Here's the honest version of how most SaaS projects start: you sit down, you define your entities — users, products, orders — you draw a schema, maybe sketch out a few services, and it all looks clean and sensible. Then you ship a few features and reality slowly dismantles the whole thing.
I went through this building a product in the food space. What eventually made the system make sense wasn't a smarter architecture pattern or a better ORM. It was a different starting question.
The question I started with this time
Like any 15+ years of experience developer, I was tempted to ask myself the question "what relational schema do I need" before starting it out. But this time it was very different, I had a real understanding of the problem before I even started. I like being a host, and I like preparing food and cocktails for my guests. As such, I had a perpetual problem that always fed into itself:
I would always ask myself what I want to prepare, then what the recipe is, for buying the ingredients, then what the recipe is again for preparing the thing, and then a few weeks later it would all start again, with the added complexity of "what if I have too much of X already" or "do I still have enough X left after my last supply run?"
In essence, the entities/purposes were simple: recipes, ingredients, users. Those are real things, they obviously need to exist somewhere, so it feels like a reasonable place to start.
Start with purpose, not with tables
The very first working version of the product had exactly these core concepts: recipes and shopping lists. Not because they were some perfectly-modeled abstraction, but just because they matched what I was actually needing in that situation. There was no inventory system yet, no complex ingredient graph. Just: "I want to cook this. What do I need to buy?"
That was enough to deliver a properly working product with actually logical flows that didn't need a specialized user research study. But something kept bugging me as I was developing it: Seeing how I was thinking of the purpose and not the entity, my focus was not "how do I make this or that data connection" but "how do I make it work in real life" - which naturally had me thinking about the whole inventory module long before I even wrote my first line of code about it.
The loop that defined everything
Once inventory was in, something clicked. The product wasn't a collection of features anymore — it was a cycle:
→You generate a shopping list from your event
→You go buy the stuff
→Purchased items land in inventory(pantry)

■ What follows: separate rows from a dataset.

PR #41, opened 2017-03-02
Fix lint failures in the defaulter generated files

spzala:
defaulter generated files. There are main two types of lint errors,
1. Generated functions name have underscore in them.
2. Generated functions are missing comment.

For example, in the generated code, some of the failures are:
zz_generated.defaults.go:53:6: don't use underscores in Go names…
zz_generated.defaults.go:38:1: exported function SetObjectDefaults_Binding
should have comment or be unexported..

### DIFF
--- a/examples/defaulter-gen/generators/defaulter.go
+++ b/examples/defaulter-gen/generators/defaulter.go
@@ -55,7 +55,7 @@ func checkTag(comments []string, require ...string) bool {
 
 func defaultFnNamer() *namer.NameStrategy {
 	return &namer.NameStrategy{
-		Prefix: "SetDefaults_",
+		Prefix: "SetDefaults",
 		Join: func(pre string, in []string, post string) string {
 			return pre + strings.Join(in, "_") + post
 		},
@@ -64,7 +64,7 @@ func defaultFnNamer() *namer.NameStrategy {
 
 func objectDefaultFnNamer() *namer.NameStrategy {
 	return &namer.NameStrategy{
-		Prefix: "SetObjectDefaults_",
+		Prefix: "SetObjectDefaults",
 		Join: func(pre string, in []string, post string) string {
 			return pre + strings.Join(in, "_") + post
 		},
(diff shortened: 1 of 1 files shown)


spzala:
@smarterclayton Hi Clayton, found some more lint issues and I think this seems pretty much it in gengo library lint related changes needed per our testing. In order to keep it clean for review and future reference, I have opened this as a separate PR then other PR which is for deepcopy generated with many changes. Hope makes sense. Thanks!!

spzala:
@smarterclayton a gentle reminder for review :-) Thanks!!  /cc @duglin

thockin:
This is generated code - the stylistic naming is on purpose.

spzala:
@thockin Hello Tim, thanks for the quick reply. So I agree but for projects (e.g. service-catalog) trying to be fully compliant with lint, requires to  skip generated code by modifying Make/scripts. We had a good discussion on a similar topic under this PR https://github.com/kubernetes/kubernetes/pull/42781 which is now merged, if you can take a quick look for more detail specially the thread of Mar 9. Unless and until all generated code are compliant with lint, we need to keep handling it or we can make such changes as in this PR and get rid of special checks for generated code. Thanks!! /cc @duglin

smarterclayton:
Please don't remove the underscore, but it's ok to add the godoc.

spzala:
@smarterclayton Hi Clayton, I know but without underscore we will face the same issue of handing lint by mean of skipping it. But for now, I have created https://github.com/kubernetes/gengo/pull/45 which doesn't remove underscore and takes care of two other failures which we discussed earlier. I believe it's good idea to have them in and we can have some more discussion on underscore related changes. Hope makes sense. Thanks!!

spzala:
I am closing this PR per earlier discussion with broader audience that we want to keep underscore in the func names. Few of other lint issues are fixed under diff PRs as mentioned here https://github.com/kubernetes/kubernetes/pull/41764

→You cook, consuming SOME of the ingredients
→Stock runs low for some, you got too much of others
→New shopping list needs to be generated
↻Repeat
That loop ended up driving more architectural decisions than any schema diagram I have ever drawn. It told me where the dependencies were, what needed to talk to what, and — crucially — what didn't need to be connected, or even stored in the DB.
A concrete example: generating shopping lists from recipes
If you want to generate shopping lists from recipes you'll need the following simplified constraints:
- Combine ingredients across multiple recipes
- Scale quantities by serving size
- Normalize units so that 200g and 0.2kg don't become two separate line items
- Merge duplicates intelligently
- Subtract what's already in inventory to avoid overbuying
The key insight there is that this feature doesn't cleanly "belong" to the recipes domain or the ingredients domain — it belongs to your continued purpose of knowing what to buy, then what to use, then why to buy to use again. That mindset matters when you're deciding where logic should live.
Why entity-based design creates friction
When you organize everything around entities, you end up with services like RecipeService, IngredientService, InventoryService. And then any feature that touches real user behavior — which tends to cut across multiple entities — starts pulling in three services at once. The logic for "generate shopping list" starts leaking across all of them with no clear home.
You get duplication, you get tight coupling, and eventually you get the thing where nobody's quite sure where a given piece of logic is supposed to live. The system becomes technically correct and practically painful.
Organizing by purpose meant asking "what is this feature for?" instead of "what data does it touch?" Those are different questions and they lead to different systems.
Thinking in terms of planning, purchasing, and inventory management as domains — rather than recipes and ingredients as entities — gave each area clear ownership and made the architecture feel like it was developing itself - rather than an outside, arbitrary approach.
Architecture as a side effect
The mental shift that made the biggest difference: good architecture isn't something you design upfront, it's something that reveals itself when you just logically solve the problem.
If I would have built out the inventory system on day one, it would've been wrong — modeled for imagined use cases rather than real ones. If I'd spent the first sprint over-engineering the ingredient model, I'd have created complexity I didn't need and painted myself into corners I couldn't foresee. Instead, this new frame of mind actually led me well into building my next restaurant and coffee shop management features
Instead: start small, follow the user's actual workflow, and let the missing pieces show themselves when they're genuinely missing.